RECORDS SUPPLIED.
PR #362, opened 2018-05-26
Include redirections into HTTP bravado exceptions

macisamuele:
The current PR addresses two aspects of the HTTP exception raised by bravado:
1. handle HTTP/3xx exceptions
currently, in case of redirection errors a generic `HTTPError` is returned, this seems a bit off as the other _families_ of exceptions have a common exception class (ie. `HTTPClientError`)
In this PR I've added the definition of the common `HTTPRedirection` class to handle HTTP/3xx errors and the IANA registered status codes
2. handle the unknown exception of given classes
currently in case of a status code that is not in the list of the standard status codes (recognized by IANA) bravado returns a generic `HTTPError`. This behavior is legit if the status code is not part of the known families of errors (3xx, 4xx and 5xx) but in case of a known family of errors would be better to return the exception class representing the family
An example is in case of 560 status code (random status code not recognized by IANA). With the current setup, bravado returns a generic `HTTPError` while an `HTTPServerError` would be better.

NOTE: the changes introduced by this PRs are backward compatible as:
* we're adding new exception classes that extend the original exceptions
so if users are already catching those exceptions the behavior will be unchanged
* we're modifying the exception returned by unknown status codes
in this case, users could catch those exceptions only by catching `HTTPError`, which again is the base class for the newly raised exceptions

Bonus point: added docstrings for all the HTTP Exception error classes


bravado/exception.py
```diff
@@ -71,10 +71,27 @@ class doesn't exist for a particular HTTP status code, a more
...
+    exc_class = status_map.get(status_code, None)
+
+    if exc_class is None:
+        exception_families = {
+            300: HTTPRedirection,
+            400: HTTPClientError,
+            500: HTTPServerError,
+        }
+        exc_class = exception_families.get(
+            int(status_code / 100) * 100,
```
sjaensch: You could also use the // (integer division) operator.

bravado/exception.py
```diff
@@ -71,10 +71,27 @@ class doesn't exist for a particular HTTP status code, a more
         value of the response.
     :return: An HTTP exception class that can be raised
     """
-    exc_class = status_map.get(response.status_code, HTTPError)
+    status_code = response.status_code
+    exc_class = status_map.get(status_code, None)
```
sjaensch: That `None` is not necessary.

PR #364, opened 2018-05-28
We require at least requests 2.4 for requests.exceptions.ReadTimeout

sjaensch:
This fixes Yelp/bravado-core#271.


andresriancho:
Do we have a new version in pypi?

sjaensch:
Not yet - I don't see a big reason to do a release just for this change. It would require users to bump their bravado version, and if they can do that then they can just bump requests instead (which they have to do either way).

PR #365, opened 2018-05-29
Implement initial BravadoResponseMetadata version

sjaensch:
Besides (obviously) general review feedback, I'd appreciate hearing thoughts about what else we'd want to be present in BravadoResponseMetadata.

### DIFF
--- a/bravado/http_future.py
+++ b/bravado/http_future.py
@@ -131,7 +131,6 @@ class HttpFuture(object):
         use at your own risk.
         """
         incoming_response = None
-        is_fallback_result = False
         exc_info = None
         end_time = None
         try:
@@ -146,14 +145,12 @@ class HttpFuture(object):
             exc_info = sys.exc_info()
             if fallback_result:
                 swagger_result = fallback_result(e)
-                is_fallback_result = True
             else:
                 six.reraise(*exc_info)
 
         response_metadata = BravadoResponseMetadata(
             incoming_response=incoming_response,
             swagger_result=swagger_result,
-            is_fallback_result=is_fallback_result,
             elapsed_time=end_time - self._start_time,
             exc_info=exc_info,
         )
--- a/bravado/http_future.py
+++ b/bravado/http_future.py
@@ -2,6 +2,7 @@
 import sys
 from functools import wraps
 
+import monotonic
 import six
 from bravado_core.content_type import APP_JSON
 from bravado_core.content_type import APP_MSGPACK
@@ -16,6 +17,7 @@ from bravado.exception import BravadoTimeoutError
 from bravado.exception import HTTPServerError
 from bravado.exception import make_http_exception
 from bravado.response import BravadoResponse
+from bravado.response import BravadoResponseMetadata
 
 
 FALLBACK_EXCEPTIONS = (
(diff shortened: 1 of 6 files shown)


setup.py
```diff
@@ -37,6 +37,7 @@
         "pyyaml",
         "requests >= 2",
```
macisamuele: shouldn't this be 2.4 ?

bravado/response.py
```diff
@@ -2,16 +2,47 @@
...
+    NOTE: The `elapsed_time` attribute might be slightly lower than the actual time spent since calling
+    the operation object, as we only start measuring once the call to `HTTPClient.request` returns.
+    Nevertheless, it should be accurate enough for logging and debugging, i.e. determining what went
+    on and how much time was spent waiting for the response.
+
+    WARNING: This interface is considered UNSTABLE. Backwards-incompatible API changes may occur;
+    use at your own risk.
+    """
+
+    def __init__(self, incoming_response, swagger_result, is_fallback_result, elapsed_time, exc_info):
```
macisamuele: I would suggest to not have `is_fallback_result` parameter, but rather having the metadata class to evaluate it.
Saying this because otherwise we'll add potentially a lot of new parameters for information that we want to expose with the metadata.
for example we can evaluate `is_fallback_result` as `exc_info != (None, None, None)`

bravado/http_future.py
```diff
@@ -103,42 +105,61 @@ class HttpFuture(object):
...
                 raise make_http_exception(response=incoming_response)
         except exceptions_to_catch as e:
-            if fallback_response:
-                swagger_result = fallback_response(e)
+            if end_time is None:
+                end_time = monotonic.monotonic()
+            exc_info = sys.exc_info()
+            if fallback_result:
+                swagger_result = fallback_result(e)
+                is_fallback_result = True
```
macisamuele: Check comment below ... but I think that we can avoid having this parameter

bravado/http_future.py
```diff
@@ -103,42 +105,61 @@ class HttpFuture(object):
...
+        WARNING: This interface is considered UNSTABLE. Backwards-incompatible API changes may occur;
+        use at your own risk.
         """
         incoming_response = None
+        is_fallback_result = False
+        exc_info = None
+        end_time = None
         try:
             incoming_response = self._get_incoming_response(timeout)
+            end_time = monotonic.monotonic()
```
macisamuele: ++
I really like this.

bravado/http_future.py
```diff
@@ -103,42 +105,61 @@ class HttpFuture(object):
...
+                end_time = monotonic.monotonic()
+            exc_info = sys.exc_info()
+            if fallback_result:
+                swagger_result = fallback_result(e)
+                is_fallback_result = True
             else:
-                six.reraise(type(e), e, sys.exc_info()[2])
+                six.reraise(*exc_info)
 
+        response_metadata = BravadoResponseMetadata(
```
macisamuele: Nice approach ... this also simplifies the future work to make `BravadoResponseMetadata` class configurable 🥇

bravado/response.py
```diff
@@ -2,16 +2,47 @@
...
+        self.elapsed_time = elapsed_time
+        self.exc_info = exc_info
+
+        # we expose the result to the user through the BravadoResponse object;
+        # we're passing it in to this object in case custom implementations need it
+        self._swagger_result = swagger_result
+
+    @property
+    def status_code(self):
+        return self.incoming_response.status_code
```
macisamuele: `self.incoming_response` is `None` in case of timeout errors .
Do we want to raise an exception in such case?

setup.py
sjaensch: I haven't merged master back into the 9.3 release branch yet.

bravado/response.py
sjaensch: I wasn't sure if these two conditions would always be in sync, but you're right, for now they should be. I've changed it.

bravado/response.py
```diff
@@ -41,8 +40,18 @@ def __init__(self, incoming_response, swagger_result, is_fallback_result, elapse
 
     @property
     def status_code(self):
+        if not self.incoming_response:
+            raise ValueError('No incoming_response present')
```
macisamuele: Feel safer :)
How about having `incoming_response` as a property that raises the exception or having a small helper that asserts the `incoming_response` presence? we can avoid to do the same check all the time

bravado/response.py
```diff
@@ -2,16 +2,56 @@
...
+        self.exc_info = exc_info
+
+        # we expose the result to the user through the BravadoResponse object;
+        # we're passing it in to this object in case custom implementations need it
+        self._swagger_result = swagger_result
+
+    @property
+    def status_code(self):
+        if not self.incoming_response:
+            raise ValueError('No incoming_response present')
```
macisamuele: Could we define an helper method that asserts for this condition? I think that it will simplify testing and will ensure a consistent behaviour (especially if we'll add more properties relying on `incoming_response`)
A possible alternative is to define `incoming_response` as a property (that raises exception)

PR #474, opened 2023-07-24
Demographic changes

### LINKED ISSUE #459: [Enhancement]: Demographics Questionnaire Changes

Currently, the demographics questionnaire is implemented in `/instruments`. This is not an ideal setup (I want to implement in pure JSON with type-safe schema, but I haven't figured out how to do that yet).

### Changes

Simon Ducharme, a doctor who is planning on using the platform in his clinic for dementia patients, has requested we add the following additional options:

- [x] Religion - add "none" and "agnostic"
- [x] Ethnic origin - add "mixed" (would be practical to be able to type letters to find best option rather than scroll)
- [x] Employment status - add "retired"

After you have changed the code, you will need to insert the updated instruments in the database. The easiest way you will be able to do this is to drop the database and run the setup again. 

### Estimated Difficulty

Low

### Priority

High

RyanHaniff:
Closes #459


joshunrau (approved):
very good!

Issue #365, opened 2023-05-08
[Feature]: Add Robots.txt


gdevenyi:
### Current Implementation

None

### Limitations of Current Implementation

Should have one

### Associated Application Components

Client

### Proposed Solution

Deny everything

### Estimated Difficulty

Low

### Priority

Low

joshunrau:
This should be tagged as feature if it does not exist

PR #476, opened 2023-07-25
added robots.txt to block all web crawlers from the whole site

Flyinchicken:


joshunrau (approved):
great!

joshunrau:
Also, @Flyinchicken for future reference you can close the issue with something like: Closes #365

PR #631, opened 2024-01-30
Add encryption and auth to gateway

joshunrau:


gdevenyi:
PR summary please :+1:

apps/api/src/configuration/configuration.schema.ts
```diff
@@ -3,6 +3,7 @@ import { z } from 'zod';
 
 export const $Configuration = z.object({
   API_DEV_SERVER_PORT: z.coerce.number().positive().int().optional(),
+  GATEWAY_API_KEY: z.string().min(32),
```
gdevenyi, line 6: If you require a minimum size, say so in the env template.

packages/database/prisma/core-schema.prisma
```diff
@@ -17,17 +17,25 @@ enum AssignmentStatus {
...
-  instrumentRecord InstrumentRecordModel?
-  status           AssignmentStatus
-  subject          SubjectModel           @relation(fields: [subjectId], references: [id])
-  subjectId        String
-  url              String
+  createdAt         DateTime               @default(now()) @db.Date
+  updatedAt         DateTime               @updatedAt @db.Date
+  id                String                 @id @map("_id")
+  completedAt       DateTime?
+  expiresAt         DateTime
```
gdevenyi, line 30: Optional expiry?

gdevenyi (changes requested):

joshunrau:
> PR summary please 👍

For future reference:


Okay, so how the gateway authentication/security works:
1.	The environment variable `GATEWAY_API_KEY` is defined as the same value for both the API behind the firewall (called the “Core API”) and the API outside the Douglas (called the “Gateway”).
2.	A user at the Douglas creates an assignment, which sends a request to the Core API
3.	The Core API generates a public-private key pair, saves it in the MongoDB database (called the "Core Database") within an `Assignment`.
4.	The Core API sends a request to the Gateway including the public key, the instrument bundle, and the assignment. The HTTP request header `Authorization` is set to `Bearer ${GATEWAY_API_KEY}`.
5.	The gateway accepts `GET` requests to `/assignments/:id`, `GET` and `POST` requests to `/api/assignments`, and `PATCH` and `DELETE` requests to `/api/assignments/:id`. For the API routes (i.e., all requests except for `GET /assignments/:id`), the authentication procedure is initiated. 
6. In the authentication procedure, the token is extracted from the `Authorization` header. First, it checks if the token matches the `GATEWAY_API_KEY`, in which case the request proceeds. Next, it checks whether the request is `PATCH /api/assignments/:id` AND the token is equal to the result of `generateToken(id)`, where the return value is the `sha256` hash of the assignment uuid appended to the `GATEWAY_API_KEY`. If this is the case, the request can proceed, otherwise it returns `401 Unauthorized`.
7. When the Core API sends `POST /api/assignments`, the Gateway therefore checks the `GATEWAY_API_KEY`, validates the data, and inserts it into the SQLite database (called the "Gateway Database").
7. When the user visits `/assignments/:id`, the Gateway checks in the Gateway Database whether or not an assignment with that ID exists. If not, then it returns 404. Otherwise, it dynamically generates the html page using [`react-dom/server`](https://react.dev/reference/react-dom/server), assigning the token to the global window object.
8. The instrument then renders to the user. When it is completed, the static page rendered by the Gateway sends `PATCH /api/assignments/:id` with the generated token in the headers, and the data from the instrument in the body.
9. The Gateway validates this data and encrypts it using the public key, after which point it is inserted into the Gateway Database. 
10. Periodically (default = every 10 seconds), the Core API sends `GET /api/assignments` to the Gateway. If there are any complete assignments, it then decrypts the data, creates an `InstrumentRecord` in the Core Database, updates the `Assignment` in the Core Database, and sends `DELETE /api/assignments/:id` to the Gateway.

apps/api/src/configuration/configuration.schema.ts
joshunrau: bb9e463fe44bcb7c9f09b3f1c0be9fa960d507d2

packages/database/prisma/core-schema.prisma
joshunrau: I added a default expiry of one year. Much easier to do on client side than change the internal workings everywhere for this. If you think this should be longer, let me know and I can change in next PR.

PR #634, opened 2024-01-31
Interactive summary

joshunrau:
Rewrites `InstrumentMeasures` to a discriminated union with kinds `const` and `computed`. Computed corresponds to the previous data structure, with the exception that the value may be a `boolean`, `number`, or `string` instead of only string. For the purposes of graphing, non-numeric values are ignored.

On the other hand, `const` includes a string `ref` which, for an arbitrary instrument with data type `T`, is `keyof T` if `T` is a plain object, otherwise `never` (i.e., `const` is not a valid option in such cases).

For instruments where the data is graphable, this new format reduces boilerplate significantly, 

Please see the implementation below:

```typescript
type InstrumentMeasures<
  TData = any,
  TLanguage extends InstrumentLanguage = InstrumentLanguage,
> = Record<
  string,
  | {
      kind: "computed";
      label: InstrumentUIOption<TLanguage, string>;
      value: (data: TData) => InstrumentMeasureValue;
    }
  | {
      kind: "const";
      label?: InstrumentUIOption<TLanguage, string>;
      ref: TData extends Record<string, any>
        ? ConditionalKeys<TData, InstrumentMeasureValue> extends infer K
          ? [K] extends [never]
            ? string
            : K
          : never
        : never;
    }
>;
```

Using this new data structure, measures replace the previous `InstrumentSummary` implementation, where `FormDataType` was the assumed format for the summary. The existing form instruments have been adjusted to account for this new format. 

For example, consider the MoCA:

**Before:**

```javascript
{
  measures: {
    abstraction: {
      label: {
        en: 'Abstraction',
        fr: 'Abstraction'
      },
      value: ({ abstraction }) => abstraction
    },
    attention: {
      label: {
        en: 'Attention',
        fr: 'Attention'
      },
      value: ({ attention }) => attention
    },
    delayedRecall: {
      label: {
        en: 'Delayed Recall',
        fr: 'Rappel'
      },
      value: ({ delayedRecall }) => delayedRecall
    },
    language: {
      label: {
        en: 'Language',
        fr: 'Langue'
      },
      value: ({ language }) => language
    },
    naming: {
      label: {
        en: 'Naming',
        fr: 'Dénomination'
      },
      value: ({ naming }) => naming
    },
    orientation: {
      label: {
        en: 'Orientation',
        fr: 'Orientation'
      },
      value: ({ orientation }) => orientation
    },
    totalScore: {
      label: {
        en: 'Total Score',
        fr: 'Score total'
      },
      value: (data) => {
        let sum = 0;
        Object.values(data).forEach((value) => {
          sum += Number(value);
        });
        return sum;
      }
    }
  }
}

```

**After:**

```javascript
{
  measures: {
    abstraction: {
      kind: 'const',
      ref: 'abstraction'
    },
    attention: {
      kind: 'const',
      ref: 'attention'
    },
    delayedRecall: {
      kind: 'const',
      ref: 'delayedRecall'
    },
    language: {
      kind: 'const',
      ref: 'language'
    },
    naming: {
      kind: 'const',
      ref: 'naming'
    },
    orientation: {
      kind: 'const',
      ref: 'orientation'
    },
    totalScore: {
      kind: 'computed',
      label: {
        en: 'Total Score',
        fr: 'Score total'
      },
      value: (data) => {
        let sum = 0;
        Object.values(data).forEach((value) => {
          sum += Number(value);
        });
        return sum;
      }
    }
  }
}

```


gdevenyi (approved):
Very cool, I like the simplification.

PR #722, opened 2024-02-27
FRA translation review

ValiquetteVanessa:
Reviewing the FRA translation of the Open Data Capture documentation available online.


joshunrau (approved):
merci

Issue #907, opened 2024-08-08
Do not produce duplicate form from link if files contents are the same.


david-roper:
### Current Implementation and Limitations

The current implementation produces a new form with and index number whenever a link is clicked an that form already exists in local cache ex Happiness_Questionnaire (1), Happiness_Questionnaire (2), etc.. This can lead to multiple duplicate forms if the link is used multiple times on the same device.

### Associated Application Components

Client

### Proposed Solution

Compare the file contents of the link form to the file contents of the already existing one. If they are the same the duplicate is not created. Start within the playground IndexPage.tsx and go from there (apps/playground/src/pages/IndexPage.tsx). 

### Estimated Difficulty

Low

### Priority

Low

PR #915, opened 2024-08-13
Check instrument duplicate

david-roper:
closes issue #907 

useEffect within playgrounds indexPage now checks if form from a link contains the same name and content of a previously existing form. If so it redirects the user the that previous form. Name+suffix convention is now reserved for a linked form with the same name but different content.


apps/playground/src/pages/IndexPage.tsx
joshunrau, line 1: There could be multiple files for an instrument. Please check that all file names and content is the same.

joshunrau (changes requested):

joshunrau (approved):

PR #920, opened 2024-08-18
major internal changes

joshunrau:


gdevenyi:
Can you provide some commentary on what this is.

A single commit is a bit hard to review.

joshunrau:
Notable Changes
- Create `vendor` folder, which contains wrappers and types for 3rd party dependencies
- Create new `runtime-bundler` package which generates the runtime based on a config file (see `runtime/v1/runtime.config.js`based on ESBuild (several milliseconds) and TypeScript compiler API (still very slow, but at least works)
- Removed reliance on`rollup-plugin-dts` which is not capable of handing the size of the runtime
- Move out packages `crypto` and `json-utils` into `libcrypto` and `libjs` respectively
- Resolve circular dependencies
- Create new `runtime-core` package which is relied upon by many things
- Use vendor package for `zod`

PR #967, opened 2024-10-04
replace site address with :80

thomasbeaudry:
you need :80 so you the system's caddy talk to your internal caddy

### DIFF
--- a/Caddyfile
+++ b/Caddyfile
@@ -1,4 +1,4 @@
-{$SITE_ADDRESS} {
+:80 {
 	redir /api /api/
 
 	handle_path /api/* {


joshunrau (changes requested):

DESCRIPTION OF THE TASK. Above are the records. Copy every line in them holding "asserts".

ANSWER TO THE EXERCISE.
How about having `incoming_response` as a property that raises the exception or having a small helper that asserts the `incoming_response` presence? we can avoid to do the same check all the time
macisamuele: Could we define an helper method that asserts for this condition? I think that it will simplify testing and will ensure a consistent behaviour (especially if we'll add more properties relying on `incoming_response`)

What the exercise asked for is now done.